企業活動における不正行為は、経営の根幹を揺るがす重大なトラブルや問題になりかねません。

このような不正を感知し、防止するために重要な役割をしているのが「監査証跡」です。

監査証跡はシステムや業務の操作履歴などを記録し、不正の有無を判断するときの証拠になります。

ですが「監査対応を効果的に行う方法は?」「管理のポイントはないの?」といった疑問を持つこともあるのではないでしょうか。

今回の記事では企業が公正で円滑に活動を行っていくために、取り扱うデータを「監査証跡」として的確に残し、内部で行うことができる対策について解説します。

証跡の基礎知識

企業の経営は健全性を証明するために、証拠の記録、保管が重要です。

近年でのテレワークの普及により、スマートフォンやパソコンなどの端末を社外へ持ち出したり、自宅など企業からは見えない場所での業務や活動が増えたため、適正に行われているのか把握しにくくなっています。

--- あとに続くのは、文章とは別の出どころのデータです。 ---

PR #10172, opened 2023-07-06
don't fill plain shaped root node

makelinux:
because filling is intended for record or box shaped nodes. Plain shaped root node is highlighted with bold style in function DotNode::writeLabel.

Before:
image

After:
image


albert-github:
The gray fill color is to indicate  a special feature (see the explanation with the legend graph).
> - A filled gray box represents the struct or class for which the graph is generated.
 
So when using this it would also be necessary to adjust the first line of text.

- I assume you explicitly set the `shape` to `plain`, what is the reason?
- In the graphviz documentation we see (https://graphviz.org/doc/info/shapes.html):

  > As the figures suggest, the shapes rect and rectangle are synonyms for box, and none is a synonym for plaintext. The shape plain is similar to these two, except that it also enforces width=0 height=0 margin=0, which guarantees that the actual size of the node is entirely determined by the label. This is useful, for example, when using [HTML-like labels](https://graphviz.org/doc/info/shapes.html#html). Also, unlike the rest, we have shown these three, as well as underline, without style=filled to indicate the normal use. If fill were turned on, the label text would appear in a filled rectangle.

  I don't see from this that it is not allowed to use the fill (it might not be intended but that doesn't mean it is not allowed).
- why is the "undocumented" box in your example still gray? Due to the "plain" change shouldn't this loose the gray filling as well? (due to the cut-off I cannot see what happens here with the "Truncated" filled box)

makelinux:
I've updated the patch and  the description.

Fill is allowed for shapes in Graphviz. Boxes can be removed for aesthetic purposes accordingly subjective taste with my accepted PR: #9463

makelinux:
@albert-github , would you like please to review?

src/translator_en.h
```diff
@@ -1039,7 +1039,8 @@ class TranslatorEnglish : public Translator
         "This will result in the following graph:"
         "<p><center><img alt=\"\" src=\"graph_legend."+getDotImageExtension()+"\"></center></p>\n"
         "<p>\n"
-        "The boxes in the above graph have the following meaning:\n"
+        "For the default configuration, "
+        "the boxes in the above graph have the following meaning:\n"
```
albert-github, line 1043: Does this mean that the "legend" is in the "old" stile even when using "shape=plain" and thus having an inconsistent "legend" with the images? 
The "legend" should follow the current status (there might also be some places already where the color description doesn't fit).

albert-github (changes requested):

albert-github:
I already expressed my  opinion before and now placed a, small, review as well.

src/translator_en.h
makelinux: Do you mean legend text? For default configuration the legend image is consistent with legend text. For another style configuration legend images are inconsistent with the hard-coded legend text.
What do you suggest?

albert-github: I think that the legend (and its texts) should express the the way the graphs are generated (i.e. colors, shapes and texts).

makelinux: We have contradiction between flexible graph generation rigid text description on many languages.

Hypothetically it is possible to translate arbitrary graph style to description to all languages with help of AI.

そのため、記録を保管するだけでなく、しっかりと管理することが求められているのです。

証跡はそのために重要な役割を果たします。

ここでは証跡の説明と、証跡と証憑の違いについて説明します。

証跡とは?

まず証跡(しょうせき)とは、広い意味では「証拠となる痕跡」のことです。

ビジネスにおける証跡は、業務のプロセスや従業員の行動、ITシステムによる処理などが、あらかじめ決められたルールや法令を守っているかどうかを客観的に示すための記録になります。

主にスマートフォンやパソコンなどの端末で利用し、システム上で行った操作の履歴記録が証跡です。

企業活動における不正、トラブルを防止し、組織内外に運営や経営の健全性を示すためには、証跡を残すこと、証跡を適切に管理することが重要です。

特に上場企業は「内部統制報告書」の提出が義務付けられています。

内部統制報告書とは、経営者の整備した内部統制が有効であることを確認し、その結果を外部に公開します。

内部統制の有効性を確認するためには、内部統制の準備と客観的な記録が必要です。

そのためには、適正に管理できる仕組みを整備し、常に記録が管理できているようにすることが重要になります。

証憑との違い

証跡と似た用語に証憑(しょうひょう)というものがあります。

証憑は取引の成立を証明する書類を指し、資金など金銭に関わる書類だけでなく、人事や労務に関する一部書類も該当するのです。

証跡証憑
業務全般の適切性を証明するための記録主に会計分野の取引に関係する記録

このような違いがありますが、証憑は主に会計分野を指す言葉で、業務全般の適切性を記録している証跡の一部であると言えます。

証跡管理の目的

証跡管理とは、システムで証跡を集め、必要に応じて情報を引き出し、参照できるようにしておくことです。

不正の防止や検知だけでなく、情報資産を管理し、監査証跡として活用することもできます。

証跡管理は業務の効率性、財務報告の正確性、法令の尊寿、企業資産の保全などのために必要です。

企業の機密情報が不正に流出しないように管理し、法令を守って業務ができているかの把握をするためにも重要です。

ここでは証跡管理を行う主な目的を3点説明します。

1. 不正防止・検知

個人または組織で不正が行われていた場合、企業として早急に気づける体制づくりを可能にするのが証跡管理です。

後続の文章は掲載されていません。